DIRECTIONS FOR THIS TASK: In the data, extract each line that holds the string "never".

----

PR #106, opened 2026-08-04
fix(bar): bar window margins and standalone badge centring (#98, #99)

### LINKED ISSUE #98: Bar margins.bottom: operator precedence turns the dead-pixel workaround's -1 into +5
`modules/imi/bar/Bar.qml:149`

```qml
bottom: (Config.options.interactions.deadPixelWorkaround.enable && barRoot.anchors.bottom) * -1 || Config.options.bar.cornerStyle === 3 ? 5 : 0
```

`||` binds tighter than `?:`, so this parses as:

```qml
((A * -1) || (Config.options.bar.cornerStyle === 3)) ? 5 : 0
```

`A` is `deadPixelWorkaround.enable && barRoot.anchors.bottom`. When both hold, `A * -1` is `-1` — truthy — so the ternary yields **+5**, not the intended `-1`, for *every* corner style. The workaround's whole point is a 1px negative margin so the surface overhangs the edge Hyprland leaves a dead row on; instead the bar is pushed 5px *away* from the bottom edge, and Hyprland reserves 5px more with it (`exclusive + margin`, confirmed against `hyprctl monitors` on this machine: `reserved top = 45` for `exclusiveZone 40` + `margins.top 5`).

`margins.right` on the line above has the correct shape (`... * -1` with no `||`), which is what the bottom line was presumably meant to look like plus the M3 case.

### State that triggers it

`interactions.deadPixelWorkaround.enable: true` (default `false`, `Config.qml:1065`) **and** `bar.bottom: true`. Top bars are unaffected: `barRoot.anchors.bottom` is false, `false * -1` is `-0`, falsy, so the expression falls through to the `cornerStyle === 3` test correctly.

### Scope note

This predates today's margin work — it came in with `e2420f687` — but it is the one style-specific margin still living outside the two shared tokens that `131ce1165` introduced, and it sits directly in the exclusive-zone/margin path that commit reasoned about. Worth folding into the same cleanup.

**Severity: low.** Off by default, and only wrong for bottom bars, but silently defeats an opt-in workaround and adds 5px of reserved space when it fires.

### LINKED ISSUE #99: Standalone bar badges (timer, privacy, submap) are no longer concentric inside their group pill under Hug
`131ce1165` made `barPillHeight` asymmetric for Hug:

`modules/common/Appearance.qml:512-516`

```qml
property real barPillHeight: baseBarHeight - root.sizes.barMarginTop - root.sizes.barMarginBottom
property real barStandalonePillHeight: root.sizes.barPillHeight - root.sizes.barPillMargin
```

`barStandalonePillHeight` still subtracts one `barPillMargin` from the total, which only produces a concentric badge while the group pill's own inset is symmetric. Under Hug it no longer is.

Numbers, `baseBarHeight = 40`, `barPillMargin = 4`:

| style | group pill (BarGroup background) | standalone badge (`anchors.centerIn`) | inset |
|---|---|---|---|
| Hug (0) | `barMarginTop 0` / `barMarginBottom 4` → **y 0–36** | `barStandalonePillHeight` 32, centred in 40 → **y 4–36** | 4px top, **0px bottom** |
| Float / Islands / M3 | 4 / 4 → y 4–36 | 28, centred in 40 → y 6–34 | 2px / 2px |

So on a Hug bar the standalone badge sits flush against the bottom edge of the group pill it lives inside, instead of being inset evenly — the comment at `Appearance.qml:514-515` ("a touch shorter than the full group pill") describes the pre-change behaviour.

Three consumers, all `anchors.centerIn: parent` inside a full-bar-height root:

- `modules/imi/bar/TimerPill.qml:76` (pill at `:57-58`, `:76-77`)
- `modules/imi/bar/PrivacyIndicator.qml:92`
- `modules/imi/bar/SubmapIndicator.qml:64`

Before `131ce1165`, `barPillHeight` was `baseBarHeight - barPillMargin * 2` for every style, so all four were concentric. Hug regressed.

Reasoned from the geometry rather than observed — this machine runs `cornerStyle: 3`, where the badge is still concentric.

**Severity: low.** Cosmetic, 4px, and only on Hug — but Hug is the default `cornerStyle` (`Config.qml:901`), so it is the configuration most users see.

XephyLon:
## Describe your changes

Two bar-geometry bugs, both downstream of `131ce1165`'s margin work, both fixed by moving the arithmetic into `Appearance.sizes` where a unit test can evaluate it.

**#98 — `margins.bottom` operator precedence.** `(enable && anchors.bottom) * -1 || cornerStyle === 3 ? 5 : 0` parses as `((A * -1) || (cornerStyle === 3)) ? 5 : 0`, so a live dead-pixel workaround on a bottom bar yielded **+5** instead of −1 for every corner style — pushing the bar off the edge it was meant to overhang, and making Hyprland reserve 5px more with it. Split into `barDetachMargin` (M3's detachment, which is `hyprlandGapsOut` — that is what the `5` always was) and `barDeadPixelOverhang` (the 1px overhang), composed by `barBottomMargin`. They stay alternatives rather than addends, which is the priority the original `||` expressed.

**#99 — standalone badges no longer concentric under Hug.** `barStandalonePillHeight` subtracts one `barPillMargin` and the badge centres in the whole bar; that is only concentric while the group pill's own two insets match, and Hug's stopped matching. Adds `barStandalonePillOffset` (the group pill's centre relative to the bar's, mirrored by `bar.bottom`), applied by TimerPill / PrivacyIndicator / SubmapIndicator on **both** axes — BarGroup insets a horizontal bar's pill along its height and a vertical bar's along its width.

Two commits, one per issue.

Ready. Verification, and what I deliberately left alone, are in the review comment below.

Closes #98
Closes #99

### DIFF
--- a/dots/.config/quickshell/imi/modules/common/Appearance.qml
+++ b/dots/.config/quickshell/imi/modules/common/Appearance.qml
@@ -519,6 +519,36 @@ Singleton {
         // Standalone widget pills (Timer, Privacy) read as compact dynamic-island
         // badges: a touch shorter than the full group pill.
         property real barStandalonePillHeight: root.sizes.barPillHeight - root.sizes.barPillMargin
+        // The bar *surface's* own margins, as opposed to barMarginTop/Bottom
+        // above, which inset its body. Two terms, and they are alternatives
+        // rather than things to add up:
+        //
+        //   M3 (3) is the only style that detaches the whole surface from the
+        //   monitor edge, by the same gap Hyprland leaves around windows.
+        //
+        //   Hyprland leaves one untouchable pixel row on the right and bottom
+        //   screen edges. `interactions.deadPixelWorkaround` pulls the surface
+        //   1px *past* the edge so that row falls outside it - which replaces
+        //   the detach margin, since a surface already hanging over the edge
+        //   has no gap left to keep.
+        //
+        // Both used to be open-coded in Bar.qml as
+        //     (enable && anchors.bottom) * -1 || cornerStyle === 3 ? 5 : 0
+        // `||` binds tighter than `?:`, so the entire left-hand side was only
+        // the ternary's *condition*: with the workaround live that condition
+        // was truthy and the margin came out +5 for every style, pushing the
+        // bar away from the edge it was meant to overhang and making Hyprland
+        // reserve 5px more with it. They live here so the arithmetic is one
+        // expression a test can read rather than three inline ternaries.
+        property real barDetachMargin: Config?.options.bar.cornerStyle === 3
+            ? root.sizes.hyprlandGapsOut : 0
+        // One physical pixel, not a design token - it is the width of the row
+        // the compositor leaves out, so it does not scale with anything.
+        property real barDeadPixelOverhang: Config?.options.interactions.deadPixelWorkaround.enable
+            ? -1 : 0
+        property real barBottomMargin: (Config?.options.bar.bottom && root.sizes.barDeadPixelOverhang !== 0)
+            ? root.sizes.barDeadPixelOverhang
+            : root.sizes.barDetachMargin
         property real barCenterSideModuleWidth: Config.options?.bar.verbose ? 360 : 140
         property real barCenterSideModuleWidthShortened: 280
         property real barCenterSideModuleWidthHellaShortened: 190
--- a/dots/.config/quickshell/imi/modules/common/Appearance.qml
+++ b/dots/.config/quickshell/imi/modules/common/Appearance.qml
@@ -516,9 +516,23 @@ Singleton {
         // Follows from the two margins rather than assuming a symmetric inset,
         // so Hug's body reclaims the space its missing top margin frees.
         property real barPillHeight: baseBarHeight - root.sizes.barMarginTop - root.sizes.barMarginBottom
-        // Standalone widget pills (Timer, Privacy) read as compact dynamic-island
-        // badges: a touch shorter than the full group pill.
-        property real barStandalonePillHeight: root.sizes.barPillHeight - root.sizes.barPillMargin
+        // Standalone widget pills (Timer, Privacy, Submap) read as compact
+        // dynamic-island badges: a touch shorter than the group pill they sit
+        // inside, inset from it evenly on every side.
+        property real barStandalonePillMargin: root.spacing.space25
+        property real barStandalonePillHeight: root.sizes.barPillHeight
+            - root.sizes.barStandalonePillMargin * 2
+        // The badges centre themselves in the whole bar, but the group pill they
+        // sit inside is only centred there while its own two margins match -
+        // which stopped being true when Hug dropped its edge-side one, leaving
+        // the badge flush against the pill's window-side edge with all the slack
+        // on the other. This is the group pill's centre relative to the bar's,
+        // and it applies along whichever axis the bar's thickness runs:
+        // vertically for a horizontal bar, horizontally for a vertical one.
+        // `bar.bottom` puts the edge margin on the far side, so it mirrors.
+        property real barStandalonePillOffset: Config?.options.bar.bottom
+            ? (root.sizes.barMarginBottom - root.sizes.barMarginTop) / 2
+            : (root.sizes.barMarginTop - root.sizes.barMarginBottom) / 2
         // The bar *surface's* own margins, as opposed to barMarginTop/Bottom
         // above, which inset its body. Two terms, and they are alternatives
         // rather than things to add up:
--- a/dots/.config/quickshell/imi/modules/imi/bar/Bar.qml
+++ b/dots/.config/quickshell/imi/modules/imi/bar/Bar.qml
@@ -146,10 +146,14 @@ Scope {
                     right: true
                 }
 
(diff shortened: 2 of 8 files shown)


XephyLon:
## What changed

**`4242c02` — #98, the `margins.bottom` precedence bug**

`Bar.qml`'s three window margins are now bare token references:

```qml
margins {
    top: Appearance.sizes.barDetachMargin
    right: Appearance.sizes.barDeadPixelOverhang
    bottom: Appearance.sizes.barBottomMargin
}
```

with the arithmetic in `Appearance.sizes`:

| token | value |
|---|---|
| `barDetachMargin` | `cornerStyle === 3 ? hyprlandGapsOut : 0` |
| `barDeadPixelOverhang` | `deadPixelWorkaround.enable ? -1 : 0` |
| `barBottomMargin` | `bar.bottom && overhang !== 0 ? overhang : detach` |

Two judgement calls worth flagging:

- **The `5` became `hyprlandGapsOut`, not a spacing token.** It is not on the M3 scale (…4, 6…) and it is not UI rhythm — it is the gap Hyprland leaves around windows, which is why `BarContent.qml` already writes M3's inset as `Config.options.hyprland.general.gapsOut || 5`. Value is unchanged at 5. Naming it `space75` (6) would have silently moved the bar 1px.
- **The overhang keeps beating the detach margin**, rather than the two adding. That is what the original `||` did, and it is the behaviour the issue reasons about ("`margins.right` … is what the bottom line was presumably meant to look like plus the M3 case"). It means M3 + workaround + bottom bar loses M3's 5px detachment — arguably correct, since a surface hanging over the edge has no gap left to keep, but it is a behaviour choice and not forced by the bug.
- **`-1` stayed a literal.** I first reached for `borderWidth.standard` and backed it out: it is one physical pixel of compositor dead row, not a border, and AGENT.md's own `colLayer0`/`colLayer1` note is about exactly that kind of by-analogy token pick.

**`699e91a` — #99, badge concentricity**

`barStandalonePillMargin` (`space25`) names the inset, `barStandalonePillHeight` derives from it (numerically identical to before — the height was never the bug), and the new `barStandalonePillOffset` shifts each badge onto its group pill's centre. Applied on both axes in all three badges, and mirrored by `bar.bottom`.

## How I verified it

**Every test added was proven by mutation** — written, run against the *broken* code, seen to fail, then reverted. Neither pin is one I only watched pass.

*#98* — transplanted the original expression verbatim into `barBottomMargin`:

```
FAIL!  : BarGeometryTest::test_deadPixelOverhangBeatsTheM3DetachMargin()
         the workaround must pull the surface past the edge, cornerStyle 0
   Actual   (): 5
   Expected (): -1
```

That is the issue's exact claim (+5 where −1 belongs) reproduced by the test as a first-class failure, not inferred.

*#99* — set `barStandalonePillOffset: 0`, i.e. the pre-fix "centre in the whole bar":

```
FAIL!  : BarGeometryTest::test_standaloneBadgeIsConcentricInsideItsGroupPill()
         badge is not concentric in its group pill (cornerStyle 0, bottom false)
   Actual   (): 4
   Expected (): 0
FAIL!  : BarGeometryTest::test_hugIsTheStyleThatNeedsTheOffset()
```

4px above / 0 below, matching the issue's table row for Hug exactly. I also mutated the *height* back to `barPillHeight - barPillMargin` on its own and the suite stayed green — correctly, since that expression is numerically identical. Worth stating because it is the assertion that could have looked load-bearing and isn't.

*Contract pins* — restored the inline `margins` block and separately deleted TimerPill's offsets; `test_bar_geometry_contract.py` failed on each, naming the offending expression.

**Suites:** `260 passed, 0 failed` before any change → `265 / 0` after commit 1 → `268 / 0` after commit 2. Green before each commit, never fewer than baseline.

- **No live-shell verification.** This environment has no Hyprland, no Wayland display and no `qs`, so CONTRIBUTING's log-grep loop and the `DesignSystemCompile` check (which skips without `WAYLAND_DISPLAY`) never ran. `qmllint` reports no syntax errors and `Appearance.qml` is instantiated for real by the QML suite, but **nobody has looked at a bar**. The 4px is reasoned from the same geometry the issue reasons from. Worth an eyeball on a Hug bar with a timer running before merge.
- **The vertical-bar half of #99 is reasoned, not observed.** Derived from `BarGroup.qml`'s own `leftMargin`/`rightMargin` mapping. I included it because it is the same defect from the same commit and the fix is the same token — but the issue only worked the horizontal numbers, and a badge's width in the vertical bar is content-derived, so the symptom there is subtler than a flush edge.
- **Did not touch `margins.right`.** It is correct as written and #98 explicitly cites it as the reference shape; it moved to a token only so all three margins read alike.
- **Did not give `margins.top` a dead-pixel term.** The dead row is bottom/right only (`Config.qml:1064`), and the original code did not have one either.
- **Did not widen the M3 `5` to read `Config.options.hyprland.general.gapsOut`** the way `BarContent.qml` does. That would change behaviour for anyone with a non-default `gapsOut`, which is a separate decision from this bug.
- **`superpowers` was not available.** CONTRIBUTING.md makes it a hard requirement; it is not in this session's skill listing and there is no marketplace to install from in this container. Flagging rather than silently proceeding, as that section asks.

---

----

RESPONSE FOR THIS EXERCISE:
`barStandalonePillMargin` (`space25`) names the inset, `barStandalonePillHeight` derives from it (numerically identical to before — the height was never the bug), and the new `barStandalonePillOffset` shifts each badge onto its group pill's centre. Applied on both axes in all three badges, and mirrored by `bar.bottom`.
**Suites:** `260 passed, 0 failed` before any change → `265 / 0` after commit 1 → `268 / 0` after commit 2. Green before each commit, never fewer than baseline.
- **No live-shell verification.** This environment has no Hyprland, no Wayland display and no `qs`, so CONTRIBUTING's log-grep loop and the `DesignSystemCompile` check (which skips without `WAYLAND_DISPLAY`) never ran. `qmllint` reports no syntax errors and `Appearance.qml` is instantiated for real by the QML suite, but **nobody has looked at a bar**. The 4px is reasoned from the same geometry the issue reasons from. Worth an eyeball on a Hug bar with a timer running before merge.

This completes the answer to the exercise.